Earnings reporting season is just about to get started. This market has run for months on ‘hope and air’ – while a significant percentage of people are hoping to sell out around 10K – while Trillions of $’s more stimulus is waiting to be released – while Unemployment is still a disaster – while Fund Managers that didn't own the market are trying to get in, while etc. We’re coming to an interesting “no mans land” where virtually anything could happen. Earlier this week, the DOW hit 9937, just shy of taking a swipe at DOW 10K, but we rolled over a bit. We are in no hurry to try and go short, not with the very, heavy hand of Ben Bernanke and lurking in the background. Ben and the PPT can move this market 200 points in a day by firing off well-placed futures trades. After a run up of this size, one may have thought that a pretty good sized pull back might have been in order – yet the way we ended Wed/Thur/Friday (down 80, down 30, down 40) – nothing was dramatic or scary. That gives us the thought that they still don't want to roll us over yet. My guess is that the first half of the week is ‘weak’, and then by Thursday (the new month and quarter) they will try and work the market higher ahead of the big deluge of earnings reports. One thing is quite certain, any company that disappoints (such as RIMM in the short-term) is simply going to be slaughtered. If enough of the early reporting companies can pull off an earnings miracle and deliver “Happy Talk”, the market very well make that last big "blast higher" that sends us over 10K for a bit.
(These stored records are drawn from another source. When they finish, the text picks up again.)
PR #4891, opened 2018-07-27
Change http status code for transaction_exception and eof_exception 

andriantolie:
Change http status code for transaction_exception and eof_exception so its error message is not swallowed by cleos. Currently they are treated as 400, which by cleos will be displayed as:
```
Error 3200006: invalid http request
Error Details:
The server has rejected the request as invalid!
Please verify this url is valid: http://127.0.0.1:8888/v1/chain/push_transaction
If the condition persists, please contact the RPC server administrator for 127.0.0.1!
```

But, if we don't see enough of them making the grade, there's probably a good chance the market will use those bad reports for the excuse to send us lower in a hurry.
Be careful out there and Don't Push Trades. There are too many forces acting on the market to have anything considering a real "market feel", and when things are like that, we like to be sitting in cash waiting for the next development, either up or down.
- we’re still holding MOO – agricultural space ETF)
- we’re still holding IPI – agricultural – potash arena
- AMZN is a darling – and should move up when the market heals
- UYM we've played many times – and a move over 30.40 brings me in.
- DBB is interesting if it gets over 19.
- JOYG over 50 is a very interesting position.
- BUCY over 36.30 brings me in
- CHNG is a China play on Natural Gas – I see accumulation there – a move over 13.35 and we’re in.
- PDC is a U.S. play on Nat Gas - a move over 7 is good
- AGT is a small (speculative) gold play – a move over 0.65 pulls me in
- FMCN a move over 11.00 could be very rewarding.